TASK BRIEF:
What is the number of lines in the data that contain "issues"? Respond with nothing else.
═══ DATASET CONTENT
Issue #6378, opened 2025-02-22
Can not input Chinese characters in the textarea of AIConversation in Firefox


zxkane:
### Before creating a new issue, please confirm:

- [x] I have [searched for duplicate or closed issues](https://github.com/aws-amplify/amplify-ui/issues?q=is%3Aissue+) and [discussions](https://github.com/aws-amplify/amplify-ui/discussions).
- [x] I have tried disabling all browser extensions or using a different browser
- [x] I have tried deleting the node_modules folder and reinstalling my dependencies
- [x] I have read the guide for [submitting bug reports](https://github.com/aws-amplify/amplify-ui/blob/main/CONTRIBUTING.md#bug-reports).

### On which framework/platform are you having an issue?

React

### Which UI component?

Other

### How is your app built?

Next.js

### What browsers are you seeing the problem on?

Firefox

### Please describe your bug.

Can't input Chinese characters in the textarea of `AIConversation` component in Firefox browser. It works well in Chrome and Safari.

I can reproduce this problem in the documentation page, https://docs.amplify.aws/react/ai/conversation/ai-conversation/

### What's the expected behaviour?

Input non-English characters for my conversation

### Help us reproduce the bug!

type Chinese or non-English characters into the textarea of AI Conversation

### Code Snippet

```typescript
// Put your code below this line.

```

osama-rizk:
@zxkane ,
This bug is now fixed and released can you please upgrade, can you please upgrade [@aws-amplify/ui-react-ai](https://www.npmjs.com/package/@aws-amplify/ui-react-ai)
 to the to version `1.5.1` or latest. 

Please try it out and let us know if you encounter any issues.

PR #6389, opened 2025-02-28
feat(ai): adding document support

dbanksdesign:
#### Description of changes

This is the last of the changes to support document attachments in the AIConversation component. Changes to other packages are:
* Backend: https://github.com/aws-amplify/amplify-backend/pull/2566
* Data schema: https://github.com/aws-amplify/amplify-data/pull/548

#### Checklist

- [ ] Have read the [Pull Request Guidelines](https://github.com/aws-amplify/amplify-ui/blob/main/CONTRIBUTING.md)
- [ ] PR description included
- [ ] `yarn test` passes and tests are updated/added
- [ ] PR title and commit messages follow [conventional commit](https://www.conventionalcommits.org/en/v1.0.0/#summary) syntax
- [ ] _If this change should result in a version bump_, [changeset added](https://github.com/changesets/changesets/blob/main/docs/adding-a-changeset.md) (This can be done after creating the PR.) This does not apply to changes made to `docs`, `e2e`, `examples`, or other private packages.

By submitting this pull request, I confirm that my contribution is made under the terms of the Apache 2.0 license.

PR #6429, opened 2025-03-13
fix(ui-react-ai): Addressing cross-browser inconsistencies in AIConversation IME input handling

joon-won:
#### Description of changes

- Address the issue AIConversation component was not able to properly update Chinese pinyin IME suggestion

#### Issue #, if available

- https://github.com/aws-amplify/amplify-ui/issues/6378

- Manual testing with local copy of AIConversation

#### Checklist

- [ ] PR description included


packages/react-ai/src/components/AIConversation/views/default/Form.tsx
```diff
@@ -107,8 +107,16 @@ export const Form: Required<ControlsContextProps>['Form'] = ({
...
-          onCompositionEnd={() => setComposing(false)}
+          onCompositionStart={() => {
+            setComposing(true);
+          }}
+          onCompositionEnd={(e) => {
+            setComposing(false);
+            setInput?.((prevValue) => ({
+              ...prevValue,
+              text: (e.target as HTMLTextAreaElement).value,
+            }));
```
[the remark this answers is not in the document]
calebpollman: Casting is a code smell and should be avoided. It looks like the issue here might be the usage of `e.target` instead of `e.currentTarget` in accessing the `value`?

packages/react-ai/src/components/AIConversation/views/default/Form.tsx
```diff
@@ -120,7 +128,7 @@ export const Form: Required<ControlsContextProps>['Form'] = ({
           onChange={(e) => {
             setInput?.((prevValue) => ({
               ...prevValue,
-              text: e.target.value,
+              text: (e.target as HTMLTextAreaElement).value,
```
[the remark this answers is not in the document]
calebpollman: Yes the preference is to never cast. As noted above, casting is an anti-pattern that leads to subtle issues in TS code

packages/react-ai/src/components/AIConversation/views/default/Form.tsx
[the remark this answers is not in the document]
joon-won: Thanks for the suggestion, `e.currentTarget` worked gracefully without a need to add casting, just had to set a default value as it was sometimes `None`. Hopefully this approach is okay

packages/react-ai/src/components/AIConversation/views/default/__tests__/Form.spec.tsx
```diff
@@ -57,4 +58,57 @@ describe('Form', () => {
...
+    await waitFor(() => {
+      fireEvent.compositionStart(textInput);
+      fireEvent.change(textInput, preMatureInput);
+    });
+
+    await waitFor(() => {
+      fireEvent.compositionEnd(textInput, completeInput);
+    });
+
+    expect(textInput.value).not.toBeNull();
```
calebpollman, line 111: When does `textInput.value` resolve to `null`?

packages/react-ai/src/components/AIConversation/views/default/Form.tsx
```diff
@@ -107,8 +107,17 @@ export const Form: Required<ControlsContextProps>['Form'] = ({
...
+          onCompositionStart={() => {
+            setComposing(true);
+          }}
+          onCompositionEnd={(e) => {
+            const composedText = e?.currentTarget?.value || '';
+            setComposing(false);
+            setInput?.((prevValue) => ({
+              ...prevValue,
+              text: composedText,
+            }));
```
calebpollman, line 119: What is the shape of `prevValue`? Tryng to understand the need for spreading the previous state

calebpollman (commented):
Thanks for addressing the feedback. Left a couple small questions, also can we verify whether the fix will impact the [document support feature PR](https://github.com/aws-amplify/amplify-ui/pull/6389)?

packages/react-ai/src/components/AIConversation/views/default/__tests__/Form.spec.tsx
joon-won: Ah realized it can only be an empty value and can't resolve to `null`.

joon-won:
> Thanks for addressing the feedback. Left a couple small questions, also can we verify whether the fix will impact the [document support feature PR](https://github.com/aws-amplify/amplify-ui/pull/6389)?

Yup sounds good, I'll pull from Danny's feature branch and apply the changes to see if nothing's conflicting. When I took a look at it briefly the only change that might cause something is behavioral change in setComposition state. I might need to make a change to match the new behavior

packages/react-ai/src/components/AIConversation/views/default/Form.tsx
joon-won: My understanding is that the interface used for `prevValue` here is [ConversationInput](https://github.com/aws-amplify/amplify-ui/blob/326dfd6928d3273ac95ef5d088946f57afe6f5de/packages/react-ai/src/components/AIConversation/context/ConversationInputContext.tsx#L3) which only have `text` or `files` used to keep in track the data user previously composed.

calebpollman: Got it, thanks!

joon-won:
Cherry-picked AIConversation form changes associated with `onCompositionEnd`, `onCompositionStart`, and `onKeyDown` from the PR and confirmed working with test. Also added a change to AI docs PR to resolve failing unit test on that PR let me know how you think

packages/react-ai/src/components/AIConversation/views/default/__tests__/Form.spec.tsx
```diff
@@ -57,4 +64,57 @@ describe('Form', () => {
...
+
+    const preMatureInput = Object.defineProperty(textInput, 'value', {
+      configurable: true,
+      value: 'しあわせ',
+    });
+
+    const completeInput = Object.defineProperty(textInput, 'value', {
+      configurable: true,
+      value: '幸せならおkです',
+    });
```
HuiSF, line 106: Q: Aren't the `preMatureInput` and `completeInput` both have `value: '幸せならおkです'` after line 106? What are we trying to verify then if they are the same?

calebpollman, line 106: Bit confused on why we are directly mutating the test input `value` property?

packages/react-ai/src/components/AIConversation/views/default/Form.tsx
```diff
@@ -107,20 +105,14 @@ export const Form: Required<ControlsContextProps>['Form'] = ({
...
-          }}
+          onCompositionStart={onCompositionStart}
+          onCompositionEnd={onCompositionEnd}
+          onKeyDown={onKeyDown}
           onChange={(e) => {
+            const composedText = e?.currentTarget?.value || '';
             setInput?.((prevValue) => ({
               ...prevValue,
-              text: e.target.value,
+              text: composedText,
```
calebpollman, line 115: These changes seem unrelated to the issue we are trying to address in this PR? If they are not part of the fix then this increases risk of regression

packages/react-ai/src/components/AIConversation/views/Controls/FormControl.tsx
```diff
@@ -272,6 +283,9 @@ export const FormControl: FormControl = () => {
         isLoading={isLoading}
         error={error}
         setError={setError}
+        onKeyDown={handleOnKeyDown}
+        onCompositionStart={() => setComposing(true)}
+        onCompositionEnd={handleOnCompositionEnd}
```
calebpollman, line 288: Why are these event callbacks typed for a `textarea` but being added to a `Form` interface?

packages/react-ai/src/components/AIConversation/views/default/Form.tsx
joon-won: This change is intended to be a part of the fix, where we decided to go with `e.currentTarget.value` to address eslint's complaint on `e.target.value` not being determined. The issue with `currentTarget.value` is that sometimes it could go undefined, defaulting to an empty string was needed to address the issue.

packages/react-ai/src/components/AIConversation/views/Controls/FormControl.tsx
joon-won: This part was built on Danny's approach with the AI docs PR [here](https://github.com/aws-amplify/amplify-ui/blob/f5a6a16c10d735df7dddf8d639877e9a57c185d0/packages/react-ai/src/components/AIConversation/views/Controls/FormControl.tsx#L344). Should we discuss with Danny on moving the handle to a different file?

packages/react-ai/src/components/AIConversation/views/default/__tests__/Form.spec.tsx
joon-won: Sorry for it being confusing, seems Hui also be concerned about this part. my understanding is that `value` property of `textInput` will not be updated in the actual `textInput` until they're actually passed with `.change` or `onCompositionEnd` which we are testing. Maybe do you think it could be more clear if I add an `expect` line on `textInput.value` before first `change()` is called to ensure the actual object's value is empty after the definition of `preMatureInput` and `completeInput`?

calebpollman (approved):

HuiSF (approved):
══════
═══ DATASET CONTENT
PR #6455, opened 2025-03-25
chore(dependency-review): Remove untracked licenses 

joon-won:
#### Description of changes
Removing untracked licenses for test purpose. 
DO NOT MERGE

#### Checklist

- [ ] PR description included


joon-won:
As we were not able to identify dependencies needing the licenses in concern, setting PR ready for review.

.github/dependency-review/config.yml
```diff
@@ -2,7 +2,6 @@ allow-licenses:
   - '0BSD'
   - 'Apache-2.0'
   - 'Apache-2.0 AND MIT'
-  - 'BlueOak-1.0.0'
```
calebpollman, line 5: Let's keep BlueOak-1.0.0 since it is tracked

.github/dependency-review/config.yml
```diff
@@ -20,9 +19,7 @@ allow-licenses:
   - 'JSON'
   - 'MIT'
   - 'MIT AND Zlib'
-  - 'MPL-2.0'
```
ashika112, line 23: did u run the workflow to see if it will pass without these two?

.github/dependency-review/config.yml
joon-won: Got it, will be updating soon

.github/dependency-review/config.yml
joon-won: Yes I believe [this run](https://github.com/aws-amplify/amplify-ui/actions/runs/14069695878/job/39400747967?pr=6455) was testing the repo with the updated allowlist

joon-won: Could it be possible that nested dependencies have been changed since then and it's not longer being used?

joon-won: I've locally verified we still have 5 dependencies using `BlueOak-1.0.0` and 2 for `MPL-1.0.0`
══════
═══ DATASET CONTENT
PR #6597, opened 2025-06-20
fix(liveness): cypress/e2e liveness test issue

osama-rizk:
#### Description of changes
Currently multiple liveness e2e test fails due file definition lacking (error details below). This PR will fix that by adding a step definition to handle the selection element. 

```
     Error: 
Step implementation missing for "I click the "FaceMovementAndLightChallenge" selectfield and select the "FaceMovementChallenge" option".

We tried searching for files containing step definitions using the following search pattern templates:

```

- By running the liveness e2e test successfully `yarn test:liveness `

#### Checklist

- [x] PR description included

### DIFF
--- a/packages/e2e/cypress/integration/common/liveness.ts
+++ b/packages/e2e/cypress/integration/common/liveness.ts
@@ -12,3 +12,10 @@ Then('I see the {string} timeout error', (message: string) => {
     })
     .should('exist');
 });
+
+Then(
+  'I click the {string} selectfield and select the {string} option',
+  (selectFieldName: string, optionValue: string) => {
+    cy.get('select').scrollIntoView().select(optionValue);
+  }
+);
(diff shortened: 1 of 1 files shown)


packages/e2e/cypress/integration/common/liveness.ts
══════
WORKED SOLUTION:
4